What you are asked to do:
Count how many lines in the data hold the word "self", and give that number alone.

Data for analysis Start Marker

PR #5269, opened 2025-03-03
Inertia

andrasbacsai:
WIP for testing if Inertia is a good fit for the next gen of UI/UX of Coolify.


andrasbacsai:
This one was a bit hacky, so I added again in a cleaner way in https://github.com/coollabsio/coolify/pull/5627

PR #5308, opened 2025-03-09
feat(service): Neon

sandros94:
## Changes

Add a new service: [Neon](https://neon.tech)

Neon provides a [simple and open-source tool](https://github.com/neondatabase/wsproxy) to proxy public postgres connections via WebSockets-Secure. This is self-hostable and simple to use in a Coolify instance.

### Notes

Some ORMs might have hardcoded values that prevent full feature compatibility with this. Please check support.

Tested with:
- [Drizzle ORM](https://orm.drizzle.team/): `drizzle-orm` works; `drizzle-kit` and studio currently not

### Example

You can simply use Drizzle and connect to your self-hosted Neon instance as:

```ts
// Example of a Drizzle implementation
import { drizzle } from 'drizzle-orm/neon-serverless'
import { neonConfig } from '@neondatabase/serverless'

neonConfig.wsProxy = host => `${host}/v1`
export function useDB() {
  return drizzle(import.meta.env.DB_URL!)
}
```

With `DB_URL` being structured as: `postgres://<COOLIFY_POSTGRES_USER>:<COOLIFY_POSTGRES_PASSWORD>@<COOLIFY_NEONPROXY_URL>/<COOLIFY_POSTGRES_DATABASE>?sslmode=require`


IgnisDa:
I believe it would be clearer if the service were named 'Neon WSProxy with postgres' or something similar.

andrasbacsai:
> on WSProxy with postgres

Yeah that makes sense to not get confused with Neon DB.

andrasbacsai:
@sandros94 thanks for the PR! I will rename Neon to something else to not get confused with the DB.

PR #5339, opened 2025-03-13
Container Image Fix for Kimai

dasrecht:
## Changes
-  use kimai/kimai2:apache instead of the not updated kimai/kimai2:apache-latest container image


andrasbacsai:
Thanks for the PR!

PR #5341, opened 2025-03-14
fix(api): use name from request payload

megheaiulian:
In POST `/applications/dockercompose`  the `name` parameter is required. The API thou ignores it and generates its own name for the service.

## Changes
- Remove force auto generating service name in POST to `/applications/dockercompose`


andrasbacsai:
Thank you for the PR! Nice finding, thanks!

Data for analysis End Marker
Data for analysis Start Marker

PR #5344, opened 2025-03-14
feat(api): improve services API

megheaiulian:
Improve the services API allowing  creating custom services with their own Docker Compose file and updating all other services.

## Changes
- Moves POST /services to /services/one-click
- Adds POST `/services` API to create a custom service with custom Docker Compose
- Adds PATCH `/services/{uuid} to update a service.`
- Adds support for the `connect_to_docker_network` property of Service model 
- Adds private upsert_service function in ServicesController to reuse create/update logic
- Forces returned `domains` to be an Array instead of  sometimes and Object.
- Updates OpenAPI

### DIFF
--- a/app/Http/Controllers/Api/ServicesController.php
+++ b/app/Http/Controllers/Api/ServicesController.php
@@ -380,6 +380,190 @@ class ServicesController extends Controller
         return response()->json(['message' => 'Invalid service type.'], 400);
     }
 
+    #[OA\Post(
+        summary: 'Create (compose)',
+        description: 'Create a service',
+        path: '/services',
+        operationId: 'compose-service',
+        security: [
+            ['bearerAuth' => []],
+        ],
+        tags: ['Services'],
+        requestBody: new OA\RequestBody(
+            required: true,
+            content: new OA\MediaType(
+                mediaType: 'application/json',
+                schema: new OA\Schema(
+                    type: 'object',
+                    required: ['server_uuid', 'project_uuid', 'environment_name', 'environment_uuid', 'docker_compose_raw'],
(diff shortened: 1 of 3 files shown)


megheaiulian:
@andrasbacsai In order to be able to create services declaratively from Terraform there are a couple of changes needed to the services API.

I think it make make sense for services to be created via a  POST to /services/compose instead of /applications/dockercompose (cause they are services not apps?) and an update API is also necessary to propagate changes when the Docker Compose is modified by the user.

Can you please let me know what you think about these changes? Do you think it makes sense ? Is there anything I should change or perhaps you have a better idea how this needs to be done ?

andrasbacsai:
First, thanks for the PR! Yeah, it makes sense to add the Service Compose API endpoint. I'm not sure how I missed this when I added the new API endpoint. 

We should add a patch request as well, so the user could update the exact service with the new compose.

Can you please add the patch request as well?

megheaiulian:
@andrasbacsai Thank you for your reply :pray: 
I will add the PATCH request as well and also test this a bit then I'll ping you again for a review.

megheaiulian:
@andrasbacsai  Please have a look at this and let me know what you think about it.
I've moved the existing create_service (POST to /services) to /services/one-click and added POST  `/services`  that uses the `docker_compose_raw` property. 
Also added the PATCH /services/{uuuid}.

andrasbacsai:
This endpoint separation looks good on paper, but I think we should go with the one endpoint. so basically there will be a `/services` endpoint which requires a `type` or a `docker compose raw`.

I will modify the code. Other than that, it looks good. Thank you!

Data for analysis End Marker
Data for analysis Start Marker

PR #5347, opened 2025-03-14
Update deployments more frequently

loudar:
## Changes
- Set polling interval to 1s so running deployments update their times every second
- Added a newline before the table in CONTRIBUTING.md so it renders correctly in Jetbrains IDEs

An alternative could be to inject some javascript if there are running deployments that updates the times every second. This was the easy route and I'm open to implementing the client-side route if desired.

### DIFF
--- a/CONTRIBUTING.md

Data for analysis End Marker

Response to the exercise:
2